▸ Problem details: From the first line of the data through the line containing "missing from man pages", return each line exactly.
※ ※ ※
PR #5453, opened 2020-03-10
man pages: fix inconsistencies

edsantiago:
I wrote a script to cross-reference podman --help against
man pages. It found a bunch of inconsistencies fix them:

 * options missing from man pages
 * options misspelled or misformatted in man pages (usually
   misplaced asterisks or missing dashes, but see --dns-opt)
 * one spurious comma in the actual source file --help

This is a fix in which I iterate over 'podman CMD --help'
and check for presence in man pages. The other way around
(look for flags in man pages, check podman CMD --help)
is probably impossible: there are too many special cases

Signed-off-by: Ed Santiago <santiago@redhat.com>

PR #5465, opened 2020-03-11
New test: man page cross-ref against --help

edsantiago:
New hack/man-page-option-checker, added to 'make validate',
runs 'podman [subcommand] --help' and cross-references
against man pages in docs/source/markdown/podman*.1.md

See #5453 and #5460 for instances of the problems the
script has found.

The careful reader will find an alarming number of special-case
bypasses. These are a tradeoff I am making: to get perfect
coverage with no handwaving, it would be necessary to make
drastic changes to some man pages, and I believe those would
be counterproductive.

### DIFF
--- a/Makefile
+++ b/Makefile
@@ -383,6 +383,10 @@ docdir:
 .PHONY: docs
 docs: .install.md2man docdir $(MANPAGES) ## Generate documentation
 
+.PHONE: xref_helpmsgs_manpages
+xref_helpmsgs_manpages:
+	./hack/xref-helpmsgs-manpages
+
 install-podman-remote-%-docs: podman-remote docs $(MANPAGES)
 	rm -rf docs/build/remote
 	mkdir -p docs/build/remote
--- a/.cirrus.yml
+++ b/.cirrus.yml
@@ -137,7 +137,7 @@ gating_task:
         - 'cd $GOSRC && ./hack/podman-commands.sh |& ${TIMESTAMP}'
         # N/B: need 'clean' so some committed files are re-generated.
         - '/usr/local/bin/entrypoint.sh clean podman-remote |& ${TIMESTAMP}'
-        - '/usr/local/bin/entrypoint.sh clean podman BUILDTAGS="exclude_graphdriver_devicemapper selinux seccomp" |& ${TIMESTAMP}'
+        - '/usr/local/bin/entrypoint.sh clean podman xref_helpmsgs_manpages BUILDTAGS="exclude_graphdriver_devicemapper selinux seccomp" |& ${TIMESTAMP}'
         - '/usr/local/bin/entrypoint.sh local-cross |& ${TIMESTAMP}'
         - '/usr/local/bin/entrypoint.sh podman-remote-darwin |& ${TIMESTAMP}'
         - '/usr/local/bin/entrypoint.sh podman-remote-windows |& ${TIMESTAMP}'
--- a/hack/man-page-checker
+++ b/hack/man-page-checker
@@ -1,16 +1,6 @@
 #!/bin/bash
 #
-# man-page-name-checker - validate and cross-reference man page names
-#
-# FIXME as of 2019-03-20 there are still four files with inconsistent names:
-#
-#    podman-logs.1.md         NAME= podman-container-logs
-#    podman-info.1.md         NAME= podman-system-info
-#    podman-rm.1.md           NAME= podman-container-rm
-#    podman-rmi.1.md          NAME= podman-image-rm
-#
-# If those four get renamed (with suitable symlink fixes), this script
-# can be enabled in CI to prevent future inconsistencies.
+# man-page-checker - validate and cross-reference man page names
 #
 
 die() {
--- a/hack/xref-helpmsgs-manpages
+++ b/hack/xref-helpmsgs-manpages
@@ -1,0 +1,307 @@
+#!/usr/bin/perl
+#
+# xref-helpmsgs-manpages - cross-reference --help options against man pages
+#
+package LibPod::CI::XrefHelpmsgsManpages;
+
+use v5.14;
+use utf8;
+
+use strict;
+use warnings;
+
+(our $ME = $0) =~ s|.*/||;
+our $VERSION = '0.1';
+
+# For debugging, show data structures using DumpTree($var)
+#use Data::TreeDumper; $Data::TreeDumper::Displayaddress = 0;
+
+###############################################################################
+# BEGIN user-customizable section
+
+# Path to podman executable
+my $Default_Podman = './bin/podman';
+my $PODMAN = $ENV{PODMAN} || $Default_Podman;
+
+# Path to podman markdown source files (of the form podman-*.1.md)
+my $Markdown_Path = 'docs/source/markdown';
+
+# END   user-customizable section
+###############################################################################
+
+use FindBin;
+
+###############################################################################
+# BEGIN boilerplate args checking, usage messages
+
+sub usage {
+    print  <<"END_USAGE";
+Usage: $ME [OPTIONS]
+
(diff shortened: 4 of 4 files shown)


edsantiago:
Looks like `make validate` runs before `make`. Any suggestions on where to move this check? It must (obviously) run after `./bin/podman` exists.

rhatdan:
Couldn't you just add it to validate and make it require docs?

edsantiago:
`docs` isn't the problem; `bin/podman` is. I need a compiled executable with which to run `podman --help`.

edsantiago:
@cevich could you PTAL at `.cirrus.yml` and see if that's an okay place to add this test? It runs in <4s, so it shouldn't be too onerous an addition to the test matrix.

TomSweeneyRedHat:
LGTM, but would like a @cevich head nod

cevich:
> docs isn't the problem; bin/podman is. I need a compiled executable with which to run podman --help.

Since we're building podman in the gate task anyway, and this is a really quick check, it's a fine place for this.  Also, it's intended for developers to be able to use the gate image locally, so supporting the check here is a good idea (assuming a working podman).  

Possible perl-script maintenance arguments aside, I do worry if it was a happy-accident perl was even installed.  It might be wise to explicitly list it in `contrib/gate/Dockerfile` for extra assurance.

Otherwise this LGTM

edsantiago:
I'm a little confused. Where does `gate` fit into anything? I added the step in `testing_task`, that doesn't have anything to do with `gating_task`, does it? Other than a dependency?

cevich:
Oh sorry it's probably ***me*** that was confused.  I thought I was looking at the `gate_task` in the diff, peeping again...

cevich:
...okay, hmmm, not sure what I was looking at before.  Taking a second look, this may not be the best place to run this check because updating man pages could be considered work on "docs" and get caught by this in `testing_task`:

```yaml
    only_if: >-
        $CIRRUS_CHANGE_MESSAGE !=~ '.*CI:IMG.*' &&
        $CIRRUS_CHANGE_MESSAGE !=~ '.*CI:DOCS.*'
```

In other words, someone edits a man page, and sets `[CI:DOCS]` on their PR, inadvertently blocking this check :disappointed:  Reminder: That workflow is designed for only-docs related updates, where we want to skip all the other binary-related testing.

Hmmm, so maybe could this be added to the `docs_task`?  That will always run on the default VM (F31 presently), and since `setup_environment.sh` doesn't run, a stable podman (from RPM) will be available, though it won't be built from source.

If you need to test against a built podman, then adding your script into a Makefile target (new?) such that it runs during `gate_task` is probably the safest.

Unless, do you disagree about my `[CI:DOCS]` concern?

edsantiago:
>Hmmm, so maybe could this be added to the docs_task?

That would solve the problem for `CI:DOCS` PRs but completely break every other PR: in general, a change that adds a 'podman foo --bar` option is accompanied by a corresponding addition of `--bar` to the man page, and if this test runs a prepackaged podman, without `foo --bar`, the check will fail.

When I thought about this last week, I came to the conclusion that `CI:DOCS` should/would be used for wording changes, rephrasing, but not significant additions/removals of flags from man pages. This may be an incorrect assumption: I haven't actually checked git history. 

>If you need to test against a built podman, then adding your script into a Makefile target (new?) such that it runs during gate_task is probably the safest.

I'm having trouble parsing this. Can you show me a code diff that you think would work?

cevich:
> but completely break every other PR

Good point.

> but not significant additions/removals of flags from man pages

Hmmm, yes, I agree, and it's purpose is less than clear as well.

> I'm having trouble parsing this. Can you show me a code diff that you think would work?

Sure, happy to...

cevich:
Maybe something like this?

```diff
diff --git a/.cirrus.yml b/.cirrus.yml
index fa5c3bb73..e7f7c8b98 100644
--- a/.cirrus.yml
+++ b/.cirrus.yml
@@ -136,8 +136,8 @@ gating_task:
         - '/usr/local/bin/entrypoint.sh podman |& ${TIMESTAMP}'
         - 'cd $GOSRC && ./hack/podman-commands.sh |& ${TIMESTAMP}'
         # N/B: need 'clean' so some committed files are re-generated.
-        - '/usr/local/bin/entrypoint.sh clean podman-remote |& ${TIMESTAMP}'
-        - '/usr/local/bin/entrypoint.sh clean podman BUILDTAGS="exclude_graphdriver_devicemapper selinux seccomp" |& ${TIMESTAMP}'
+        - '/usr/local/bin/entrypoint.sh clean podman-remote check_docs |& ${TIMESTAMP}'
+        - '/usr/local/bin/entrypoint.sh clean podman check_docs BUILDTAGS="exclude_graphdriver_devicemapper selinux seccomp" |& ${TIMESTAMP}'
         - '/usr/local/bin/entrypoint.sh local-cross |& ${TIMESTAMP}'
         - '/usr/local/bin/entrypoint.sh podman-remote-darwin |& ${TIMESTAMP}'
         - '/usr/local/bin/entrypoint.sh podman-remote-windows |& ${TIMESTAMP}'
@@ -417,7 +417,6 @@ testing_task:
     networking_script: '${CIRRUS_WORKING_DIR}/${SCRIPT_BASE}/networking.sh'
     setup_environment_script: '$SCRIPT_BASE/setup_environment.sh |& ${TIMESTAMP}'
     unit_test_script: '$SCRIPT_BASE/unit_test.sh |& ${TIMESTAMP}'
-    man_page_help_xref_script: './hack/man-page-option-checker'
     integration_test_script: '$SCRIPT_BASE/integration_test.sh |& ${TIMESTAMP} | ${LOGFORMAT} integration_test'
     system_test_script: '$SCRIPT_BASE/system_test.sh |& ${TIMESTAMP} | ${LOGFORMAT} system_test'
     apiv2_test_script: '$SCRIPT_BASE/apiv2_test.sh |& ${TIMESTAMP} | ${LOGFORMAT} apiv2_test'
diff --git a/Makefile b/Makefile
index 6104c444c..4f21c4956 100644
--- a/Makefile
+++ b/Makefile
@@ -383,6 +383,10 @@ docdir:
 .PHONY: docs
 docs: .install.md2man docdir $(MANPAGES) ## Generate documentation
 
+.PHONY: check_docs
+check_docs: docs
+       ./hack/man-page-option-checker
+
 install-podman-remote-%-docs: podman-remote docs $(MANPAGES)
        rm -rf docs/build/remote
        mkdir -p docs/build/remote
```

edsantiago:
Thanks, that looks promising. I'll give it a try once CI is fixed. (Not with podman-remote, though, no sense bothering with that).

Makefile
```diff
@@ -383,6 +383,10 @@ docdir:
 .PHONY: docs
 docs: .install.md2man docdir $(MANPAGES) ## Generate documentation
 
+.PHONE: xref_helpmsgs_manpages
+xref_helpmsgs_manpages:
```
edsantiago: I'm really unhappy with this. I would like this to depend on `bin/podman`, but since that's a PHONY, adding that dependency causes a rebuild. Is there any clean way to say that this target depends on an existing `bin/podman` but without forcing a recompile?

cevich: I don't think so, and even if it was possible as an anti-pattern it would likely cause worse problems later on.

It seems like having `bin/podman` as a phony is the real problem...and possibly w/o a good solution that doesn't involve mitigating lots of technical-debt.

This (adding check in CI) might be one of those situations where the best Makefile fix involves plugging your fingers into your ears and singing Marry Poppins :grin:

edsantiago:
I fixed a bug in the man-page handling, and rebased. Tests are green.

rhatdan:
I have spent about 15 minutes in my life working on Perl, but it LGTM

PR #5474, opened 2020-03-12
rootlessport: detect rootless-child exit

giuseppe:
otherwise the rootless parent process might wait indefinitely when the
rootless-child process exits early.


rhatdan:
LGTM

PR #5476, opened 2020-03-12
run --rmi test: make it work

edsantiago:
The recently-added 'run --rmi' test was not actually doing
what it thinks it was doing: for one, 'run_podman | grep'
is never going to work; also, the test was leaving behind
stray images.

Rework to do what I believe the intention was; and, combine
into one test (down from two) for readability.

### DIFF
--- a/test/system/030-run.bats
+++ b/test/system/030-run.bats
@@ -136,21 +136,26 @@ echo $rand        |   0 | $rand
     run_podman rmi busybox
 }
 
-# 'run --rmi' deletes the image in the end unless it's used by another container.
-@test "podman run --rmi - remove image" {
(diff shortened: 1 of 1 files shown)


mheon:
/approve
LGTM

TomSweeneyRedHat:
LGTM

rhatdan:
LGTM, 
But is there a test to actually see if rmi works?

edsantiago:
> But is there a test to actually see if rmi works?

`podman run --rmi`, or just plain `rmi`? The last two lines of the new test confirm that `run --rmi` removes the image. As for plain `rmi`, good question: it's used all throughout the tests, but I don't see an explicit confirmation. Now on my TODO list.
※ ※ ※
▸ Task solution:
PR #5453, opened 2020-03-10
man pages: fix inconsistencies

edsantiago:
I wrote a script to cross-reference podman --help against
man pages. It found a bunch of inconsistencies fix them:

 * options missing from man pages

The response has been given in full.